Symmetric-decreasing rearrangement of a function

Question

I'm studying section 3.3 of Analysis by Lieb and Loss, about symmetric-decreasing rearrangement of functions.

Let $A\subset \mathbb{R}^n$ a Borel set of finite Lebesgue measure. They define $A^*$ to be the ball centered at 0 with the same measure that $A$.
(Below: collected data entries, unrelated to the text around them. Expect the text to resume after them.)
PR #13131, opened 2019-04-17
#13088 - Validation::datetime

### LINKED ISSUE #13088: Validation::datetime
This is a (multiple allowed):

* [x] bug
* [x] enhancement

* CakePHP Version: 3.6.14.
* Platform and Target: Apache 2.4/PHP7.2/MySQL 5.5

### What you did
I wish to benefit the Validation::datetime rule but using an ISO8601 format which implies a T as a separator.
ISO8601 extended hm, without Z `2019-09-06T15:00:00+02:00`

### What happened
At line 561 of Validation\Validation.php, the instruction tries to determine date and time parts by splitting the string but only considers space caracter as a valid separator.
```php
$parts = explode(' ', $check);
```
In regards to ISO8601 datetime format, could we improve the method and consider T as valid separator?

it-mob:
This PR is an attempt to fix #13088


src/Validation/Validation.php
```diff
@@ -14,6 +14,7 @@
  */
 namespace Cake\Validation;
 
+use Cake\Chronos\Date;
```
saeideng: why you need this namespace ?

saeideng (dismissed):

tests/TestCase/Validation/ValidationTest.php
```diff
@@ -1589,6 +1589,19 @@ public function testDateTimeWithMeriadian()
...
+     * Tests that it is possible to pass a date with a T separator
+     *
+     * @return void
+     */
+    public function testDateTimeISO()
+    {
+        $this->assertFalse(Validation::dateTime('2007/10/04T1:50'));
+        $this->assertTrue(Validation::dateTime('2007/10/04T01:50'));
+        $this->assertTrue(Validation::dateTime('2017/12/04T15:38'));
+        $this->assertFalse(Validation::dateTime('2007/10/04T58:38'));
```
markstory: Should we also have a test for ISO8859-1 style datetimes?

src/Validation/Validation.php
it-mob: It' a mistake and must be removed. I attempted to support the whole ISO8601 format using Date::createFromFormat however, it parses 2019-06-05T58:58:00Z+0200 to something like 2019-06-07T10:58:00Z+0200

it-mob:
I wonder if that modification makes sense. It's an attempt to support ISO8601 but it fails to parse fraction of seconds and time zone designator parts. A better idea might be to create a new method dedicated to ISO8601 date format? Or extend `$dateFormat` argument with a new option 'iso' that would split up the chain according to ISO8601 specification?

markstory:
Adding separate support for 8859-1 datetimes works for me as well.

it-mob:
@markstory the primary idea of this PR was to recognize T as a valid separator. But anyway, I'll work on the 8601 support.

src/Validation/Validation.php
```diff
@@ -576,6 +577,10 @@ public static function datetime($check, $dateFormat = 'ymd', $regex = null)
         if (is_object($check)) {
             return false;
         }
+        if ($dateFormat === 'iso8601' && !static::iso8601($check)) {
```
dereuromark: Can we make 'iso8601' magic string a reusable class constant here?

src/Validation/Validation.php
```diff
@@ -577,7 +582,7 @@ public static function datetime($check, $dateFormat = 'ymd', $regex = null)
         if (is_object($check)) {
             return false;
         }
-        if ($dateFormat === 'iso8601' && !static::iso8601($check)) {
+        if ($dateFormat === self::DATETIME_ISO8601 && !static::iso8601($check)) {
```
dereuromark: we use static::

src/Validation/Validation.php
```diff
@@ -585,12 +590,41 @@ public static function datetime($check, $dateFormat = 'ymd', $regex = null)
...
 
+    /**
+     * Validates an iso8601 datetime format
+     * ISO8601 recognize datetime like 2019 as a valid date. To validate and check date integrity, use @see \Cake\Validation\Validation::datetime()
+     *
+     * @param string|\DateTimeInterface $check Value to check
+     *
+     * @return bool True if the value is valid, false otherwise
+     *
+     * @copyright Regex credits: https://www.myintervals.com/blog/2009/05/20/iso-8601-date-validation-that-doesnt-suck/
```
ADmad: This is not necessary. That blog post doesn't state any copyright license for the shown.

it-mob: Ok but that doesn't hurt. He did a good job and deserve it.

dereuromark: `@see` is probably the normal link tag right?

it-mob: Ok, that's fair enough :)

PR #13136, opened 2019-04-18
Remove unused constant.

ADmad:
The constant is not used in core anymore.

It's still defined in app skeleton in `config/paths.php` so shouldn't affect app code, though I would like to remove it from app too.

### DIFF
--- a/src/Core/functions.php
+++ b/src/Core/functions.php
@@ -16,13 +16,6 @@ declare(strict_types=1);
 
 use Cake\Core\Configure;
 
-if (!defined('DS')) {
-    /**
-     * Define DS as short form of DIRECTORY_SEPARATOR.
-     */
-    define('DS', DIRECTORY_SEPARATOR);
-}
-
 if (!function_exists('h')) {
     /**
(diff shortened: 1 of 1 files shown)


saeideng (approved):
>It's still defined in app skeleton in config/paths.php

and in `core/tests/bootstrap.php`

dereuromark:
I like the constant to be there, as it can more easily be used also by plugins and other code extending Spryker.
But fair enough if one has to manually define it now.

ADmad:
> and in core/tests/bootstrap.php

Removed from there too now.

ADmad:
@dereuromark I don't mind keeping it in app skeleton.

markstory:
I liked DS for use in tests as it made for shorter cross platform path generation.

ADmad:
Okay, I have reverted the change to tests.

dereuromark:
I reverted it in https://github.com/cakephp/cakephp/pull/13926 as it is too painful also for plugins, you cannot easily add those there across the plugin classes - and usability also suffers here.
No need to overkill cleanup on those convenience things.

PR #13137, opened 2019-04-18
Fix errors reported by static analysers.

ADmad:


markstory:
Thanks :smile: I have to get into the habit of running these locally when doing merges.

PR #13145, opened 2019-04-20
Use Null Coalesce Operator when possible

carusogabriel:
Just a small refactoring to use the Null Coalesce Operator when possible 💅

### DIFF
--- a/src/Http/ServerRequest.php
+++ b/src/Http/ServerRequest.php
@@ -1745,11 +1745,8 @@ class ServerRequest implements ServerRequestInterface
         if (in_array($name, $this->emulatedAttributes, true)) {
             return $this->{$name};
         }
-        if (array_key_exists($name, $this->attributes)) {
-            return $this->attributes[$name];
-        }
 
-        return $default;
+        return $this->attributes[$name] ?? $default;
     }
 
     /**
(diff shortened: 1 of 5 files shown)


src/Http/ServerRequest.php
```diff
@@ -1745,11 +1745,8 @@ public function getAttribute($name, $default = null)
         if (in_array($name, $this->emulatedAttributes, true)) {
             return $this->{$name};
         }
-        if (array_key_exists($name, $this->attributes)) {
-            return $this->attributes[$name];
-        }
 
-        return $default;
+        return $this->attributes[$name] ?? $default;
```
carusogabriel: Should we keep the Early Returns in this case?

ADmad:
Your changes will yield different results if an array key is set to null. That's the reason `array_key_exits()` check is used.

dereuromark:
array_key_exists() int the above cases cannot be replaced as ADmad pointed out.
In cases where null can be a valid value neither isset() or ?? are valid operators as they now change behavior, returning not the desired result.

dereuromark:
That said, I find it alarming how many tests actually passed here :D

ADmad:
@dereuromark Yeah, we do need more tests for keys with null values :blush:.

PR #13146, opened 2019-04-20
Use stricter PHP internal functions.

dereuromark:
When we are now using strict typehinting and especially now the `declare(strict_types=1);` part, it is a bit sad to see that the code internally uses a lot of dirty "auto-casting" inside functions like array_search() and in_array(), potentially cloaking issues still.
I started a first batch here to harmonize the code base towards what is already used in quite a few other places. 

Maybe we also want a sniffer of some sorts in the future, as well.

### DIFF
--- a/src/Auth/BaseAuthenticate.php
+++ b/src/Auth/BaseAuthenticate.php
@@ -130,8 +130,8 @@ abstract class BaseAuthenticate implements EventListenerInterface
             $result->unset($passwordField);
         }
         $hidden = $result->getHidden();
-        if ($password === null && in_array($passwordField, $hidden)) {
-            $key = array_search($passwordField, $hidden);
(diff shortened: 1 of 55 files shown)


ADmad:
> a lot of dirty "auto-casting" inside functions like array_search() and in_array(), potentially cloaking issues still

To be fair in many of those cases the needle and values in haystack are always going to be string so auto casting isn't an issue.

dereuromark:
True :) At least given normal framework input.
If you start extending and adding your own wrappers around, that can not always be guaranteed - and might result in false positives without clear strictness in place.

dereuromark:
One mistake in userland code when calling the core and you get sth like this:
```php
$values = array("apple","orange","pear","grape");
var_dump(in_array(0, $values)); // returns true!
```

Issue #9678, opened 2016-10-31
An empty string should be NULL


steefaan:
I faced this issue multiple times already. You can work around this issue but I think it should be a part of the ORM.

Table:
```
CREATE TABLE categories
(
    id INTEGER PRIMARY KEY NOT NULL,
    name VARCHAR(128) NOT NULL,
    meta_title VARCHAR(255)
);
```

ORM usage:
```
$entity = $this->Categories->newEntity($this->request->data);
$this->Categories->save($entity);
```

Current result:

| id | name | meta_title  |
| -------- |:------------:| ---------:|
| 1 | Test | |

Should be:

| id | name | meta_title  |
| -------- |:------------:| ---------:|
| 1 | Test | _NULL_ |

As I mentioned above you can work around this behavior with `Behaviors/Callbacks` but I think this should be something which is handled directly inside the ORM. Saving an empty string inside a NULLable field isn't the proper usage of `NULL`.

inoas:
I had this issue recently and I think we need a treatment of `NULL` vs `emptyString`.

I am also in favour of the common case of a (truncated) string being empty resulting into NULL by default. If that's not BC both options could be supported and ''-string could then - for now - be the default.

dereuromark:
This is especially important with foreign keys (which are supposed to be nullable if optional), but also with string fields and alike.
If an empty string is posted one would want to have null here saved in most cases.
Otherwise you risk data inconsistency and false results on find().

You either make it not nullable and can use != '' for checking (which I did in 2.x always), or you use null and IS/ISNOT null check. 
But having to allow both means you will end up with both in your app (from different ways of input) - and as a consequence you have always conditions like `where field != '' AND field IS NOT NULL` etc. 
if you ever forget to add both you miss out some records on finding, which introduces bugs.
I have seen so much of that error prone code everywhere in apps..

:+1: For a more core internal solution in the long run, but I am fine with any behavior opt-in for 3.3/3.4.

inoas:
Maybe something along these lines: http://book.cakephp.org/3.0/en/orm/schema-system.html
```php
<?php
    /**
     * Initialize method
     *
     * @param array $config The configuration for the Table.
     * @return void
     */
    public function initialize(array $config)
    {
        parent::initialize($config);

        $this->table('users');
		$this->schema()->alterColumn('profile_id', array(
			'nullStrategy' => 'null'
		));
```

* By default, this should work for strings
[...]

PR #13147, opened 2019-04-20
Marshal empty string to null for BoolType.

ADmad:
Refs #9678


markstory:
Looks good to me, but this is something that should be included in the migration docs.

ADmad:
@markstory Docs PR up.

PR #14174, opened 2020-01-14
Fix static call of _stop on Console Error Handler

seanrabey:
Uncaught Error: Using $this when not in object context in /cakephp/lib/Cake/Console/ConsoleErrorHandler.php:63

Throwing an uncaught Exception in the Cake Shell would cause the error above. this patch fixes the error.

### DIFF
--- a/lib/Cake/Console/ConsoleErrorHandler.php
+++ b/lib/Cake/Console/ConsoleErrorHandler.php
@@ -60,7 +60,7 @@ class ConsoleErrorHandler {
 		));
 		$code = $exception->getCode();
 		$code = ($code && is_int($code)) ? $code : 1;
-		return $this->_stop($code);
+		return static::_stop($code);
 	}
 
 /**


saeideng:
you are using `handleException()` that is non-static 
`_stop()` is not static method

garas:
Current code is correct, stop should be called as `$this->_stop($code)`.

`ConsoleErrorHandler::handleException()` is _non-static_ method, and it is used as `[$instanceOfConsoleErrorHandler, 'handleException']` when registering as exception handler.

Similar `ErrorHandler::handleException()` is _static_ method, and it used as `'ErrorHandler::handleException'` when registering as exception handler.

Check how you have configured exception handler in your app.

seanrabey:
Hey all,
Thanks for taking a look at this. I guess I should have just opened an issue as I don't understand how to configure `consoleHandler` as it's not detailed in the documentation https://book.cakephp.org/2/en/development/exceptions.html#exception-configuration

Following the way the web handler is configured my exception handler configuration looks like this
```
Configure::write('Exception', array(
	'handler' => 'ErrorHandler::handleException',
	'renderer' => 'ExceptionRenderer',
	'consoleHandler' => 'ConsoleErrorHandler::handleException',
	'log' => true
));
```

Using a test Shell:
```
<?php

class TestShell extends AppShell
{
    public function main()
    {
        throw new Exception('Test');
    }
}
```
I get a second exception thrown
```
Welcome to CakePHP v2.10.19 Console
App : app
Path: /Downloads/cakephp-2.10.19/app/
Error: Test
#0 /Downloads/cakephp-2.10.19/lib/Cake/Console/Shell.php(462): TestShell->main()
#1 /Downloads/cakephp-2.10.19/lib/Cake/Console/ShellDispatcher.php(222): Shell->runCommand(NULL, Array)
#2 /Downloads/cakephp-2.10.19/lib/Cake/Console/ShellDispatcher.php(66): ShellDispatcher->dispatch()
#3 /Downloads/cakephp-2.10.19/app/Console/cake.php(47): ShellDispatcher::run(Array)
#4 {main}
PHP Fatal error:  Uncaught Error: Using $this when not in object context in /Downloads/cakephp-2.10.19/lib/Cake/Console/ConsoleErrorHandler.php:63
Stack trace:
#0 [internal function]: ConsoleErrorHandler::handleException(Object(Exception))
#1 {main}
  thrown in /Downloads/cakephp-2.10.19/lib/Cake/Console/ConsoleErrorHandler.php on line 63

Fatal error: Uncaught Error: Using $this when not in object context in /Downloads/cakephp-2.10.19/lib/Cake/Console/ConsoleErrorHandler.php:63
Stack trace:
#0 [internal function]: ConsoleErrorHandler::handleException(Object(Exception))
#1 {main}
  thrown in /Downloads/cakephp-2.10.19/lib/Cake/Console/ConsoleErrorHandler.php on line 63
Fatal Error Error: Uncaught Error: Using $this when not in object context in /Downloads/cakephp-2.10.19/lib/Cake/Console/ConsoleErrorHandler.php:63
Stack trace:
#0 [internal function]: ConsoleErrorHandler::handleException(Object(Exception))
#1 {main}
  thrown in [/Downloads/cakephp-2.10.19/lib/Cake/Console/ConsoleErrorHandler.php, line 63]
```

markstory:
> Following the way the web handler is configured my exception handler configuration looks like this

If you're not building your own console handler you don't need to configure anything as the `ShellDispatcher` will set a default handler in 2.x

seanrabey:
Thanks for the help and taking the time to look at this,
I am actually building my own handler for Rollbar, which then calls the built in handler. But to figure out the baseline, I tried to configure the built in consoleHandler but can't seem to make it 
 or my custom handler work. I've configured my custom handler like so
```php
Configure::write('Exception', array(
	'handler' => '\pump\spadmin\errors\CakeRollbarErrorHandler::handleException',
	'renderer' => 'ExceptionRenderer',
	'consoleHandler' => '\pump\spadmin\errors\CakeRollbarConsoleErrorHandler::handleException',
	'log' => true
));
```
How should consoleHandler be configured?
Here is my handler (it's actually a trait which both CakeRollbarErrorHandler and CakeRollbarConsoleErrorHandler inherit)
```php
/**
 * Collect the error data, send it to Rollbar, check if the Rollbar send worked, then call the baked in Cake Error handler
 * @param int $code Code of error
 * @param string $error_description Error description
 * @param string $file File on which error occurred
 * @param int $line Line that triggered the error
 * @param array $context Context
 * @return bool true if error was handled
 */
public static function handleError($code, $error_description, $file = null, $line = null, $context = null) // can't typehint as parent class is not typehitned
{
    $extra_data = [
        'code' => $code,
        'file' => $file,
        'line' => $line,
        'context' => $context
    ];

    $rollbar_log_level_name = self::getRollbarLogLevelNameFromPhpErrorCode($code);
    self::sendAndCheckRollbar($rollbar_log_level_name, $error_description, $extra_data);

    // Remove namespace from Class name
    $short_class_name = (new \ReflectionClass(static::class))->getShortName();
    if (strpos($short_class_name, 'Console') !== false) {
        // Cake ConsoleErrorHandler methods are NOT static ??
        return (new \ConsoleErrorHandler())->handleError($code, $error_description, $file, $line, $context);
    }

    return parent::handleError($code, $error_description, $file, $line, $context);
}
```

garas:
You can configure it as `[new YourErrorHandler(), 'handleException']` if it is non static method and `YourErrorHandler::handleException` if it is static.

You should check method if it is static or not.

Both `handler` and `consoleHandler` are configured same, and expects [callable](https://www.php.net/manual/en/language.types.callable.php). Difference is how classes are implemented.

seanrabey:
Great, thanks for all the help :)

PR #14181, opened 2020-01-16
Fix Notice Error: Trying to access array offset on value of type null

ravage84:
On PHP 7.4 when providing ``null`` for the ``$path``

### DIFF
--- a/src/View/Helper/UrlHelper.php
+++ b/src/View/Helper/UrlHelper.php
@@ -174,7 +174,7 @@ class UrlHelper extends Helper
         if (!array_key_exists('plugin', $options) || $options['plugin'] !== false) {
             list($plugin, $path) = $this->_View->pluginSplit($path, false);
         }
-        if (!empty($options['pathPrefix']) && $path[0] !== '/') {
+        if (!empty($options['pathPrefix']) && ($path === null || $path[0] !== '/')) {
             $path = $options['pathPrefix'] . $path;
         }
         if (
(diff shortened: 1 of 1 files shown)


ADmad:
A null path doesn't make sense, I would rather throw an exception.

dereuromark:
Or we cast :) Thats safer

ADmad:
It's not safer, it's masking an invalid argument.

dereuromark:
It might not be documented, but so far it worked. Breaking it for no reason is also not reasable IMO.

ravage84:
> A null path doesn't make sense, I would rather throw an exception.

@ADmad  while I agree that null is actually an invalid argument, throwing an exception would blow up the whole website. A bit extreme...

dereuromark:
@ravage84 Do you have an example where this would happen and make sense to have null and/or empty string supported?

ravage84:
> 
> 
> @ravage84 Do you have an example where this would happen and make sense to have null and/or empty string supported?

@dereuromark to be honest, I found this case in a data provider set in one of our test cases. Not sure, it was deliberately or one of our junior devs wanted to be thorough, as I thaught them to be. :laughing:

ADmad:
Ah this is for 3.x, well then ignore my comments, do whatever hack is necessary to avoid the error :)

ADmad (approved):

src/View/Helper/UrlHelper.php
```diff
@@ -174,7 +174,7 @@ public function assetUrl($path, array $options = [])
         if (!array_key_exists('plugin', $options) || $options['plugin'] !== false) {
             list($plugin, $path) = $this->_View->pluginSplit($path, false);
         }
-        if (!empty($options['pathPrefix']) && $path[0] !== '/') {
+        if (!empty($options['pathPrefix']) && ($path === null || $path[0] !== '/')) {
```
dereuromark: With an empty string you have the same issue...
Why not using `substr((string)...` here, that is safer.

PR #14182, opened 2020-01-16
4.1 - Moved class_alias for SqlDialectTrait to old location

othercorey:
Cleaning up alias from file moves. We don't need the special trait_exists > class_alias setup for traits as they cannot be function parameters and will always load.

@garas

### DIFF
--- a/src/Database/Driver/SqlDialectTrait.php
+++ b/src/Database/Driver/SqlDialectTrait.php
@@ -305,8 +305,3 @@ trait SqlDialectTrait
         return 'ROLLBACK TO SAVEPOINT LEVEL' . $name;
     }
 }
-
-// phpcs:disable
-// Add backwards compatible alias.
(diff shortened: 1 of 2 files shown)


dereuromark:
Bear in mind that these kind of class_alias() usages break deployment websites if composer is used with recommended optimizations -o and -a.
https://github.com/cakephp/docs/pull/6412/files

We should move away from those to a hack that works:
https://dev.to/greg0ire/how-to-deprecate-a-type-in-php-48cf

dereuromark:
A demo implementation: https://github.com/spryker/search/releases/tag/8.11.1

dereuromark:
@markstory It does. But that breaks composer in optimized mode. 
See the if(false) thingie: https://github.com/spryker/search/compare/8.11.0...8.11.1#diff-7b3ac20f465a3ac5ed6078283c6a0bd8R20

markstory:
Is that a frequently used mode/option? It seems like a lot of code to maintain.

ADmad:
I do use `-o` aka `--optimize` option.

PR #14185, opened 2020-01-17
Quote SELECT identifiers only if autoquoting is enabled.

ADmad:


ADmad:
Postgres is playing spoilt sport :cry:. I don't have it locally to check if there's some easy fix that can be done to avoid the failures.

ADmad:
So apparently Posgres auto converts all unquoted identifier to lower cased which is what's causing the failures.

We could make a new `PostgresCompiler` (similar to existing `SqliteCompiler`) and retain the quoting only for Postgres.

ADmad:
If creating a `PostgresCompiler` is acceptable I'll make required changes and reopen this against `4.next`. Even though query compilers are marked internal I don't want to much around with them in `4.0`

markstory:
@ADmad I think having a postgres specific compiler is fair. We have compilers for Sqlite and Sqlserver to work around their specific requirements.

ADmad:
@markstory I eventually decided to add `PostgresCompiler` in this PR itself for `4.0`. I think it's best to make this quoting related change early in 4.x life cycle. Waiting till 4.1 increases the chance of causing problems to users and quite a few would have already adopted Cake 4.

src/Database/QueryCompiler.php
```diff
@@ -85,6 +85,13 @@ class QueryCompiler
      */
     protected $_orderedUnion = true;
 
+    /**
+     * Indicate whether identifiers of SELECT clause need to be always quoted.
+     *
+     * @var bool
+     */
+    protected $_quotedSelectIdentifiers = false;
```
othercorey: This is specifically for quoting aliases right, not column identifiers.

ADmad: Yes, should I rename the property to better reflect that?

othercorey: I think so.

src/Database/QueryCompiler.php
```diff
@@ -85,6 +85,13 @@ class QueryCompiler
      */
     protected $_orderedUnion = true;
 
+    /**
+     * Indicate whether aliases in SELECT clause need to be always quoted.
+     *
+     * @var bool
+     */
+    protected $_quotedSelectAliases = false;
```
markstory: I'm half tempted to not have protected property overrides and instead duplicate `_buildSelectPart` into the Postgres compiler so that both the postgres and non-postgres versions have no additional branches. Our test suite is thorough enough that we should be able to keep changes aligned between the two implementations.

ADmad: I too had contemplated the same thing :)

I will update accordingly.

ADmad: @markstory Duplicating `_buildSelectPart()` will only avoid a `if` check in `PostgresCompiler`. The `if` check will still be required in `QueryCompiler` if auto quoting is enabled.

markstory: Well that doesn't seem worth it.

The symmetric-decreasing rearrangement of a measurable function $f:\mathbb{R}^n \to \mathbb{R}$ is then defined by

$$f^*(x):=\int_0^{\infty} \chi_{\{|f|>t\}^*}(x)dt,$$

by comparison to the "layercake" representation of $f$, namely $$f(x)=\int_0^{\infty} \chi_{\{f>t\}}(x)dt.$$

They say that it is then an obvious property that

$$\{x: f^*(x)>t\}=\{x: |f(x)|>t\}^* .$$

But I can't see why/how...

Answer 1

Hint 1: show that if $t_1 > t_2$, then $\{ |f| > t_1\}^* \subseteq \{ |f| > t_2\}^*$.

Hint 2: use this to show that if $y\in \{ |f| > t \}^*$, then $y \in \{|f| > s\}^*$ for every $0 \leq s \leq t$. Notice that this implies that $f^*(y) \geq t$ by the definition.

Hint 3: use hint 1 again to show that if $y\not\in \{|f| > t\}^*$, $$ \sup \left\{ s \geq 0 ~~|~~ y \in \{|f| > s\}^*\right\} \leq t $$ this implies in particular $f^*(y) \leq t$ (why?).